(Records provided Opens)

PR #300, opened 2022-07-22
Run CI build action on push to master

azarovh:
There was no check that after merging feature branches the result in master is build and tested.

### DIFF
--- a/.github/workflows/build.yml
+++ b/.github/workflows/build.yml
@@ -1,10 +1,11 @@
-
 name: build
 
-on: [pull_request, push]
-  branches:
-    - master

(Records provided Closes)
(Records provided Opens)

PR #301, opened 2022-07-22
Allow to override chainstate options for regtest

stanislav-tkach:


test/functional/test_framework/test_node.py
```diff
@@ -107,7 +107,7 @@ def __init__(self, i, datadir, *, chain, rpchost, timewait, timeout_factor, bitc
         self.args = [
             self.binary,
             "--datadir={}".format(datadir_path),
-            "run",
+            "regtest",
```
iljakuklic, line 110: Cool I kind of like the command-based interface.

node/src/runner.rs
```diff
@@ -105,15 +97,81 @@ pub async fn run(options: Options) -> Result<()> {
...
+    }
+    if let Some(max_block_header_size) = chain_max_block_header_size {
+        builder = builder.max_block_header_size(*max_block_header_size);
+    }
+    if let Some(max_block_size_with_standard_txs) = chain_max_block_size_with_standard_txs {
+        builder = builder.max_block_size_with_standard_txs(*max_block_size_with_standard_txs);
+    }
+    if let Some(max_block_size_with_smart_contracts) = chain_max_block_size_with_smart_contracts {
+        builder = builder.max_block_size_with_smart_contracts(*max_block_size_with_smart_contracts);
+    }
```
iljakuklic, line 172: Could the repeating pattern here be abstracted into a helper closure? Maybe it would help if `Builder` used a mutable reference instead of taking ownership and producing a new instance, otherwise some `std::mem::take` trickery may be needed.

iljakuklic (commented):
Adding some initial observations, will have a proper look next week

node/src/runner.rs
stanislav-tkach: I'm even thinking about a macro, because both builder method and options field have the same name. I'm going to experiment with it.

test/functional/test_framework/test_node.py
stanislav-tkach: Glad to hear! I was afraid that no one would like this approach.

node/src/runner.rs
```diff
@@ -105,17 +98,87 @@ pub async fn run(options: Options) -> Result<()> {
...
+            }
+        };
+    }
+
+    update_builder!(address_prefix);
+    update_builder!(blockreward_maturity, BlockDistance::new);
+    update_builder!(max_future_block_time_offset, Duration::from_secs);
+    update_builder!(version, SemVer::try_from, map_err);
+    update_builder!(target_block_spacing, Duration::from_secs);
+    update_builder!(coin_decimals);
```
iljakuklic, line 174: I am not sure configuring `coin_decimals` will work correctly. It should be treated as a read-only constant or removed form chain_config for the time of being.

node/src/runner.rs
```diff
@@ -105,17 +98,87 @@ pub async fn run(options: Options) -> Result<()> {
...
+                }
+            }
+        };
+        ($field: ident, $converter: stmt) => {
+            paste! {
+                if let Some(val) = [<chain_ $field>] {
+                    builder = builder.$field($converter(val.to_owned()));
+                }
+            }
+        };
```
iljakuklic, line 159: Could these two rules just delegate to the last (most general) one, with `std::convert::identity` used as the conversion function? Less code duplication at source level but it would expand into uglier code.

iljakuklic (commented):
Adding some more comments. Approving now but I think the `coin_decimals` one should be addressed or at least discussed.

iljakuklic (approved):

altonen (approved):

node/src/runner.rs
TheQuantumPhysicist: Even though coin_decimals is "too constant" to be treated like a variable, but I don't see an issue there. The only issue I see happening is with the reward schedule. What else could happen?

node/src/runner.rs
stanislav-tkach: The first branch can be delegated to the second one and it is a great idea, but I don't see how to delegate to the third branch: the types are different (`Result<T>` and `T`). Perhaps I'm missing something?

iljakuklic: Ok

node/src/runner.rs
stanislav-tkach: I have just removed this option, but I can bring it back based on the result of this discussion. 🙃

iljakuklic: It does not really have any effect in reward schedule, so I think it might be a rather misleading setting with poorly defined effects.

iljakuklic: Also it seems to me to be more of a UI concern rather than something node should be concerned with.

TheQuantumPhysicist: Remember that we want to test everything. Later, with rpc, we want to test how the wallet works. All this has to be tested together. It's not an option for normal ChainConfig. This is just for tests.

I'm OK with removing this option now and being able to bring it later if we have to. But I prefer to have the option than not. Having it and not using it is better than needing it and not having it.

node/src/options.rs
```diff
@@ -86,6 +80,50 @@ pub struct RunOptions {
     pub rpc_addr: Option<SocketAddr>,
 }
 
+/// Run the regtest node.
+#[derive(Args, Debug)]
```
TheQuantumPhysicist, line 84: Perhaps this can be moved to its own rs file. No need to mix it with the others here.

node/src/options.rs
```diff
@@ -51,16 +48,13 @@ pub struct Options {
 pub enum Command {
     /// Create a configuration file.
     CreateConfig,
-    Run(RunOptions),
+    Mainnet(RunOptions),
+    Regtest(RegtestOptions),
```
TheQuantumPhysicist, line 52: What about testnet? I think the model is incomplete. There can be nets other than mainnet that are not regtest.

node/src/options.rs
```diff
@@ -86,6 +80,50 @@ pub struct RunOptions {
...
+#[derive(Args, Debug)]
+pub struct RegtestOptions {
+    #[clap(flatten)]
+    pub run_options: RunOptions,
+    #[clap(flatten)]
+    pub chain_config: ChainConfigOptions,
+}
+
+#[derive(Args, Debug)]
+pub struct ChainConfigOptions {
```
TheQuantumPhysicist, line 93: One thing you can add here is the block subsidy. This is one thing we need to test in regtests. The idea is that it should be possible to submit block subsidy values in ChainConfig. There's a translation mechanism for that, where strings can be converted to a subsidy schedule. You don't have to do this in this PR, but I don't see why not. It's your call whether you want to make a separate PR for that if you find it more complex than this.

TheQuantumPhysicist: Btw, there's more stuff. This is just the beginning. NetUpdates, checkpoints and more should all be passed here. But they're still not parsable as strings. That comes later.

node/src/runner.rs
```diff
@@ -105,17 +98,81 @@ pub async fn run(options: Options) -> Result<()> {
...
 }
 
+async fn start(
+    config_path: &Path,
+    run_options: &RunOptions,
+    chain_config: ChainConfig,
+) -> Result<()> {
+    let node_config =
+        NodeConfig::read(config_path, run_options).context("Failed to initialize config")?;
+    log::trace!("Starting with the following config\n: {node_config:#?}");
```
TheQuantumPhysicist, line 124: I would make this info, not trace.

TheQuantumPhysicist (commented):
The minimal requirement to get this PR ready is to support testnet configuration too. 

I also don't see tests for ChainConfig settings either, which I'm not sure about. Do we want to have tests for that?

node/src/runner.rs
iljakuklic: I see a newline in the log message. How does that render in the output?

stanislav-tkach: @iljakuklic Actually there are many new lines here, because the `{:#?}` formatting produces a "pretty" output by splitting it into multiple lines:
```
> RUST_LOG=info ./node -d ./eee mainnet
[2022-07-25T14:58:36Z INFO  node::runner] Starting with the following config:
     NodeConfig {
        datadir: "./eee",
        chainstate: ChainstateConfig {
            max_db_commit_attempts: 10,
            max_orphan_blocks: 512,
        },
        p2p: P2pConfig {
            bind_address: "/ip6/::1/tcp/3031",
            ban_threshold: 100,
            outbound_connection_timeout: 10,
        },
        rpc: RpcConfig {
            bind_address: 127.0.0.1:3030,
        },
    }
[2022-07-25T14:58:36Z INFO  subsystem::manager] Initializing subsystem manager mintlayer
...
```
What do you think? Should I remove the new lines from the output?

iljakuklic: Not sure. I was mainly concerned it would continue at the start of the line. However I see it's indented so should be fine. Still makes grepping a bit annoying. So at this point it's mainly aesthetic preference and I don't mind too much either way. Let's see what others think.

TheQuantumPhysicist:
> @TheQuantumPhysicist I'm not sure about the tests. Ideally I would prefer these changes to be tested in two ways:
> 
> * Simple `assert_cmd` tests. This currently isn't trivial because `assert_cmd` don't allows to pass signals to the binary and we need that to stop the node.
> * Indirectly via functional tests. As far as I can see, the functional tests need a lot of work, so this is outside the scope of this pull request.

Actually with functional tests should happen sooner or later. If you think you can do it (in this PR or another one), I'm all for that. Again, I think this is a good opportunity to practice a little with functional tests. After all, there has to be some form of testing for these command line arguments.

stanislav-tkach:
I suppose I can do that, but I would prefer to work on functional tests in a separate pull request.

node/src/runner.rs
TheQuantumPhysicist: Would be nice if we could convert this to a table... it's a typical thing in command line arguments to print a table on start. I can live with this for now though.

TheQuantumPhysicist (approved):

(Records provided Closes)

=== How to complete this task ===
The lines above that include "branches" should each be listed.

=== Task output ===
There was no check that after merging feature branches the result in master is build and tested.
-  branches:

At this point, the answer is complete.